His original plan had been to take a bus up north, because an eight hour return drive, with me as the driver, is quite simply impossible. This worked out much better, anyway, even if it was only going there on Saturday and returning Sunday evening. John’s son, who lives about thirty minutes from here drove, and David paid for the gas, which was much less than bus fare would have been.

The day before he visited a butcher shop in our area and purchased three T-bone steaks, what David calls “plate” steaks. A plate steak is one that takes up the entirety of the plate.

Our two young dogs (they’ll be 2 years old on Sunday so we can’t really call them puppies anymore even if they are still small) knew that something was up on Friday. And then, of course, we were all up and out of bed before daybreak Saturday morning. David left the house at 4:30 a.m. I, foolishly, had thought that likely by 8 or 9 I’d return to bed because 4:30 is just too early for this old woman to be awake. My days of functioning well on three hours sleep are in the past.

The dogs had a different idea. It wasn’t difficult for me to figure out their reasoning. You see, if we were behind the closed door of the bedroom, why, they wouldn’t be able to keep watch for their daddy, who was sure to come back through that front door any minute now

I spent the first daddyless-day coddling the two dogs, Missy and Bear-Bear, who didn’t know where their daddy had gone, or if he would ever return. Of course, judging by their behavior, this is their state of mind whenever he leaves their sight, be it to go out and work in the upper back yard, walk a dog sibling, go out with the human-sibling (our daughter), to go with me to get the groceries.

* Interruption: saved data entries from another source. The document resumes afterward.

PR #1854, opened 2026-08-21
Add ninja and sccache in a buildfarm-only environment

mjcarroll:
The buildfarm is moving its Windows jobs onto Ninja with sccache as a compiler launcher (ros2/ci#900, ros2/ci#899), and gets its tooling from this file. Neither tool is needed to build ROS 2, so neither belongs in `[dependencies]` — that installs them for every developer who uses this manifest. They go in a feature instead, with an environment asked for by name:

```console
pixi install -e buildfarm
pixi run -e buildfarm ...
```

An environment is the default feature plus the features it names, so `buildfarm` is everything in `[dependencies]` and these two on top. The default environment is unchanged: the regenerated lock has 281 packages for `default`, none of them ninja or sccache, and 284 for `buildfarm`.

Ninja is not optional for the cache, which is why both arrive together: CMake honours `CMAKE_<LANG>_COMPILER_LAUNCHER` only under Ninja and Makefiles, and silently ignores it under Visual Studio.

The first commit fixes a latent bug this exposed. `QT_QPA_PLATFORM_PLUGIN_PATH` was spelled out as `.pixi/envs/default/...`, correct only for the default environment; any other one would be pointed at a different package set and `qt_gui_cpp` would fail to find a platform plugin at runtime. `%CONDA_PREFIX%` is whichever environment pixi activated. Note the percent form — pixi does not expand `$CONDA_PREFIX` in `activation.env`, it passes it through literally. Both tested against pixi 0.78.0.

Both packages are pinned loosely, as tooling whose APIs we do not depend on.


cottsay:
Is there some way we can make this only install stuff on the buildfarm? Every ROS user that uses this pixi.toml is going to get these.

mjcarroll:
Yeah, I think we could shove it in an environment, let me take a look.

mjcarroll:
Okay, it's now using an environment, so you have to specifically opt into installing it (using `-e buildfarm`) on the command line.  There will have to be a corresponding ros2/ci PR to actually make use of it (though that was already needed to change the generator).

dskkato:
Could we consider including Ninja in the default pixi environment as well? On Windows, it is also useful for generating `compile_commands.json`, since CMake's Visual Studio generators do not support `CMAKE_EXPORT_COMPILE_COMMANDS`. This file is needed to ues ament_clang_tidy on Windows.

dskkato:
Just to add a quick note: after looking into this a bit more, it seems Ninja is not strictly required here for Windows via pixi. At least in my local Windows environment and on GitHub Actions, I was able to use Ninja without installing it separately.

So I think my earlier assumption that it needed to be included explicitly in the default pixi environment was a bit too strong. Sorry.

clalancette (approved):

PR #1858, opened 2026-08-29
Validate pixi.toml solves and pixi.lock matches, on every pull request

mjcarroll:
A change to `pixi.toml` invalidates the `pixi.lock` next to it, and nothing notices. This adds a check that refuses the merge unless both are satisfied: the manifest solves on every platform it declares, and the lock file in the pull request is the one that solve produces.

It also adds the lock file itself, which the repository has never carried.

### Add a pixi.lock

`pixi.toml` has been here since the pixi environment landed, but the lock it produces never was, so nothing recorded which packages a given manifest actually resolved to — two people running `pixi install` a week apart could get different environments.

Generated with pixi 0.60.0, covering both platforms the manifest declares. I confirmed it is reproducible: solving the same manifest in an unrelated directory produced a byte-identical file. `.gitattributes` already marks `pixi.lock` as `merge=binary` and `linguist-generated`, so it stays collapsed in diffs.

### Check it on every pull request

`pixi lock --check` does both halves of the check in one command. It solves each platform under `workspace.platforms` and exits non-zero when a platform has no solution *or* when the result differs from the committed lock.

It also rewrites `pixi.lock` as it goes, which is what lets the workflow tell those two failures apart — an unsolvable manifest leaves the working tree untouched, a merely stale lock does not. So a contributor gets "your manifest does not solve on win-64" rather than one opaque error. When the lock is just stale, the corrected file is uploaded as a `pixi-lock-suggested` artifact, so committing it does not require installing pixi first.

Verified behaviour, against this manifest:

| scenario | result |
| --- | --- |
| lock matches manifest | exit 0 |
| manifest gains a dependency, lock unchanged | exit 1, classified `stale` |
| a platform has no solution | exit 1, classified `unsolvable` |
| `pixi install --locked` on a stale lock | exit 1, `lock-file not up-to-date` |

### Notes on a few choices

**The install matrix is derived from `workspace.platforms`, not hard-coded.** Adding a platform to the manifest starts testing it here instead of quietly going untested, and a platform with no runner mapping fails loudly rather than being skipped. `pixi install --locked` refuses to relax the lock, so each leg installs exactly what the pull request proposes to merge — proving the solution is usable, not merely satisfiable on paper.

**Nothing is written back to the branch.** An earlier draft pushed the regenerated lock onto the pull request, but doing that for a fork needs credentials this workflow would then be holding while handling contributor-controlled input. The lock file stays the author's to commit.

**There is deliberately no `paths:` filter.** A required check that is filtered out never reports, leaving unrelated pull requests waiting on a status that never arrives. The workflow always runs and works out for itself whether there is anything to do; on a `ros2.repos`-only change it passes immediately and nothing expensive runs.

**`pixi-version` is pinned.** A lock file is only byte-identical to one another pixi produced if the two are the same version, so an unpinned runner could reject a perfectly good lock. Bump the pin and regenerate the lock together. Happy to move this to a newer pixi before merge if you'd prefer to start current.

### After merge

Mark **`Pixi Lock / Pixi lock is valid`** as a required status check — it is the aggregating job, and the only one that always reports.

🤖 Generated with [Claude Code](https://claude.com/claude-code)

### DIFF
--- a/.github/workflows/pixi-lock.yaml
+++ b/.github/workflows/pixi-lock.yaml
@@ -1,0 +1,227 @@
+---
+name: Pixi Lock
+
+# Checks that pixi.toml still solves on every platform it declares, and that
+# the pixi.lock committed alongside it is the lock file that solve produces.
+# Nothing is written back: a pull request that changes pixi.toml has to carry
+# the matching pixi.lock, and this workflow is what refuses to let it merge
+# otherwise.
+#
+# There is deliberately no `paths:` filter.  A required check that is filtered
+# out never reports, which leaves unrelated pull requests waiting on a status
+# that will never arrive, so the workflow always runs and decides internally
+# whether there is any work to do.
+
+on:
+  pull_request:
+
+permissions:
+  contents: read
+
+concurrency:
+  group: pixi-lock-${{ github.event.pull_request.number }}
+  cancel-in-progress: true
+
+jobs:
+  changes:
+    name: Detect pixi changes
+    runs-on: ubuntu-latest
+    permissions:
+      contents: read
+      pull-requests: read
+    outputs:
+      pixi: ${{ steps.changes.outputs.pixi }}
+    steps:
+      - name: Look for pixi files in the pull request
+        id: changes
+        env:
+          GH_TOKEN: ${{ secrets.GITHUB_TOKEN }}
+          PR_NUMBER: ${{ github.event.pull_request.number }}
+        run: |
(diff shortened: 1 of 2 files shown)


mjcarroll:
Closing in favour of splitting this into three focused pull requests: declaring the pixi version in `pixi.toml`, adding `pixi.lock`, and adding the CI check that validates the two against each other. I will link them here as they go up.

PR #1859, opened 2026-08-29
Declare which pixi this workspace expects

mjcarroll:
A lock file's contents depend on which pixi wrote it. Before shipping one, the workspace should say which pixi it expects, or a contributor on an older release regenerates the lock, gets a legitimately different file, and has no way to tell that the version is the reason.

`>=0.78` is the current release. It is a floor, so it does not stop anyone moving forward.


christophebedard (approved):
Makes sense

christophebedard:
> It is a floor, so it does not stop anyone moving forward.

_It is a floor, not a wall._

PR #1187, opened 2016-08-19
remove first empty paragraph on backspace

orthes:
| Q                | A
| ---------------- | ---
| Bug fix?         | more or less
| New feature?     | no
| BC breaks?       | no
| Deprecations?    | no
| New tests added? | yes
| Fixed tickets    | -
| License          | MIT

### Description

Most users don't know the difference between backspace and delete. So if they create a paragraph as the first element in the editor and they want to delete it, they place caret to the paragraph and press backspace. Which does nothing. In order to delete that paragraph you need to press delete / fn+backspace on mac, or move caret to a beginning of next paragraph and press backspace there.

I've seen people struggling with this, so this PR solves this problem. If a caret is in the first and empty paragraph and you press backspace, it will do delete instead - it will delete the empty paragraph and move the caret to next one.

### DIFF
--- a/spec/content.spec.js
+++ b/spec/content.spec.js
@@ -652,6 +652,22 @@ describe('Content TestCase', function () {
                 expect(this.el.innerHTML).toBe('<p>lorem ipsum</p><ul><li></li><li>lorem ipsum</li></ul>');
             });
         });
+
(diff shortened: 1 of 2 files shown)


j0k3r:
Crazy people.

nmielnik:
😞 (sigh)

PR #1203, opened 2016-09-07
Check for this.anchorPreview when hiding

websirnik:
Bug fix?  yes
New feature? no
BC breaks? no
Deprecations? no
New tests added? not needed
License MIT

This fixes the following error:

```
TypeError: Cannot read property 'classList' of undefined
File .../vendor-edit-mode.js line x col xxxxx in hidePreview
File .../vendor-edit-mode.js line x col xxxxx in detachPreviewHandlers
File .../vendor-edit-mode.js line x col xxxxx in updatePreview
```

I have this come up in my production app on Windows 10 Chrome 52.

### DIFF
--- a/src/js/extensions/anchor-preview.js
+++ b/src/js/extensions/anchor-preview.js
@@ -71,7 +71,9 @@
         },
 
         hidePreview: function () {
-            this.anchorPreview.classList.remove('medium-editor-anchor-preview-active');
+            if(this.anchorPreview){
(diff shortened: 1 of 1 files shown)


j0k3r:
Thanks for that.
Could you please fix the CS issue?

reco:
have the same problem. anybody on this?

slorber:
same here, is this fixed in newer releases?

These small dogs do not like change, period. Nor do they like to be without either of their two main humans, though it is their daddy that matters the most, and that is fine with me.

Also, the two of them have whining, howling and shivering and, of course, the puppy-dog eyes down to a very fine art. Fortunately, by 11:30 Saturday night they willingly accompanied me back to the bedroom, where we all three were beyond tired and able to enjoy a solid night’s rest. Of course, I took David’s pillows and placed them further down on the mattress. Missy immediately climbed on one and actually sighed. Bear tends to like to sleep close to me, and that didn’t change.

The next day was much better with only occasional bouts of whining and looking sad. Of course, all was well, sunshine, lollipops and unicorn rainbows around six in the evening, when the door opened, and there, at long puppy-last was the daddy of the family.

I knew that David had been a little worried, as this reunion approached. Not about the virus, because his friend, who has several “comorbidities” had been fully vaccinated, and like us practiced extreme safety. No, it was wondering about the person he would find when he arrived that had made him a bit anxious. That’s only natural because a person can change completely over nearly five decades. Happily, David found that once he was there, and they started talking, his worries faded to nothing. Helping with that was learning that John had felt the same way. But they liked each other’s company, and David hopes to go back to visit him in the spring.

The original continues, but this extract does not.